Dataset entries

═══

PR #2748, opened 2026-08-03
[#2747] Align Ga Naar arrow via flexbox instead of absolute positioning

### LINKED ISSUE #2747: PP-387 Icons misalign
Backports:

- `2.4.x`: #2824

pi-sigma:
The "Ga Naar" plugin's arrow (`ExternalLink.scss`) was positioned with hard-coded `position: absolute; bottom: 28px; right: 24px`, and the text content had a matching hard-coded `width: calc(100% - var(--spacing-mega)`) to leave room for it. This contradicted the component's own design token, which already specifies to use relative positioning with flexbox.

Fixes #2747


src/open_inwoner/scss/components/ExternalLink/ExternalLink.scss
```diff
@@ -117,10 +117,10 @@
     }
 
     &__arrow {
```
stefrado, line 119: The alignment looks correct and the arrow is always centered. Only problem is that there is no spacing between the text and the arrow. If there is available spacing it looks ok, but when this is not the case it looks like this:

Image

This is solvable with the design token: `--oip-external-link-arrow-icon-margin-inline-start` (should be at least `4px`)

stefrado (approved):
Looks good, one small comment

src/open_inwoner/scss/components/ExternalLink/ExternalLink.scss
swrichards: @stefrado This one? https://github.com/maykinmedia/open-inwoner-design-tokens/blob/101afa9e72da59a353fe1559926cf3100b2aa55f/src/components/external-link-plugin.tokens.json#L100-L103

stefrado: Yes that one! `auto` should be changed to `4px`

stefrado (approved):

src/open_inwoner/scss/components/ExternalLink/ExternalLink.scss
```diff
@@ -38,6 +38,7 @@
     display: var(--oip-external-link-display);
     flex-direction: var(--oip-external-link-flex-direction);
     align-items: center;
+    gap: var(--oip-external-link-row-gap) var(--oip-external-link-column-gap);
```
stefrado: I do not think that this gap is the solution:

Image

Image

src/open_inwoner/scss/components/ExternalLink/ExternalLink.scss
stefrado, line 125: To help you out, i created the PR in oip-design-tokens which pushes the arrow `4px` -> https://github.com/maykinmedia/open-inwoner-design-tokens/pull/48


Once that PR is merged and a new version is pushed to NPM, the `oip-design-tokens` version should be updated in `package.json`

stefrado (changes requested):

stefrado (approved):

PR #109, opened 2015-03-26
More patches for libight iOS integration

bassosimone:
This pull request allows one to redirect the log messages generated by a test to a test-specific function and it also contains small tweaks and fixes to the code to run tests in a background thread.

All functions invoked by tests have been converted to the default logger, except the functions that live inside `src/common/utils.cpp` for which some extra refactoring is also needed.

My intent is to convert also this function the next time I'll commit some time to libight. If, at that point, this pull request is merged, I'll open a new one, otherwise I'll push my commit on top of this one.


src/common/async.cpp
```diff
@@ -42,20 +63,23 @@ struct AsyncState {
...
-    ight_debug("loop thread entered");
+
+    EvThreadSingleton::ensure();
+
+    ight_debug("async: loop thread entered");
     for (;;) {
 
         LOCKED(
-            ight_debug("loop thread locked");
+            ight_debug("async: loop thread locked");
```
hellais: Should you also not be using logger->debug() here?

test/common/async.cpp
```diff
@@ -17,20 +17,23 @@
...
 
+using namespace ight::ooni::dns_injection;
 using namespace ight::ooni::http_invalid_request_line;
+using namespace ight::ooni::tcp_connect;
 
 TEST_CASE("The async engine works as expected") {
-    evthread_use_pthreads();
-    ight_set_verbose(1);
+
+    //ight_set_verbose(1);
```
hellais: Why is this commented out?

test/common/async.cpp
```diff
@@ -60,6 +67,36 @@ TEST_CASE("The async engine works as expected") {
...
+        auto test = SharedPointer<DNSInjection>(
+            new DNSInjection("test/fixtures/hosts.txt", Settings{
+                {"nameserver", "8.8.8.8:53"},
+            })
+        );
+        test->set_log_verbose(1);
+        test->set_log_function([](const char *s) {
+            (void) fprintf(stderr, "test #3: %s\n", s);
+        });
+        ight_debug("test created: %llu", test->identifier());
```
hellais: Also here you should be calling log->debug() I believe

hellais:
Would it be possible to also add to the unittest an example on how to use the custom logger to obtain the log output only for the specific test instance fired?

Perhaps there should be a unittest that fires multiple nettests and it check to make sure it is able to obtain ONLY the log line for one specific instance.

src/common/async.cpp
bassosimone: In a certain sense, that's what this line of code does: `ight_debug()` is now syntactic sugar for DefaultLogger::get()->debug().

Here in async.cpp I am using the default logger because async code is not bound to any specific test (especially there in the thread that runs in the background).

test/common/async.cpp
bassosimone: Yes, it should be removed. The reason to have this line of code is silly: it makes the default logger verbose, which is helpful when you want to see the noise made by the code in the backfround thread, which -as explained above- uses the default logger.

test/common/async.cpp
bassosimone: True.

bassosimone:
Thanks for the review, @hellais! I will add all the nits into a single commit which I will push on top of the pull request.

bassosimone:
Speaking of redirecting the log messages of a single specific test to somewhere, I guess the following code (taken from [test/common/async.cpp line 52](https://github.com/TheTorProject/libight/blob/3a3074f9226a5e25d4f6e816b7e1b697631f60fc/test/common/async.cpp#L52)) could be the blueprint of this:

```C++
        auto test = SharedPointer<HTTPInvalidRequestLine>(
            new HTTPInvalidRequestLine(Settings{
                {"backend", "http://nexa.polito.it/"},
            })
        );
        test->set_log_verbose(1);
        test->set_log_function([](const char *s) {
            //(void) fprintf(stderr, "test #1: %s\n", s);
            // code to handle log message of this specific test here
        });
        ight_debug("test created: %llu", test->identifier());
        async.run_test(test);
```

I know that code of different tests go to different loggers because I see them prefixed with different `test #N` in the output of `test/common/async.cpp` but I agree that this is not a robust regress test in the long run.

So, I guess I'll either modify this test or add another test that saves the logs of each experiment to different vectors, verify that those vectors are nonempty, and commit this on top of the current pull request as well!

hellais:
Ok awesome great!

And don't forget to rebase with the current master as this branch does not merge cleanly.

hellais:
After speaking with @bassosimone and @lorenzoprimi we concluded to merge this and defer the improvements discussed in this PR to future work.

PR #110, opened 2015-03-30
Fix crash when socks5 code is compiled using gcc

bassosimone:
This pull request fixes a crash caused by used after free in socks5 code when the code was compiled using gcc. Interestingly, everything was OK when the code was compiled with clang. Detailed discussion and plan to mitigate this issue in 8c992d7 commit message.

═══

Work instructions — The answer should be all lines from the entries above that hold the word "engine".

Answer area —
 TEST_CASE("The async engine works as expected") {
@@ -60,6 +67,36 @@ TEST_CASE("The async engine works as expected") {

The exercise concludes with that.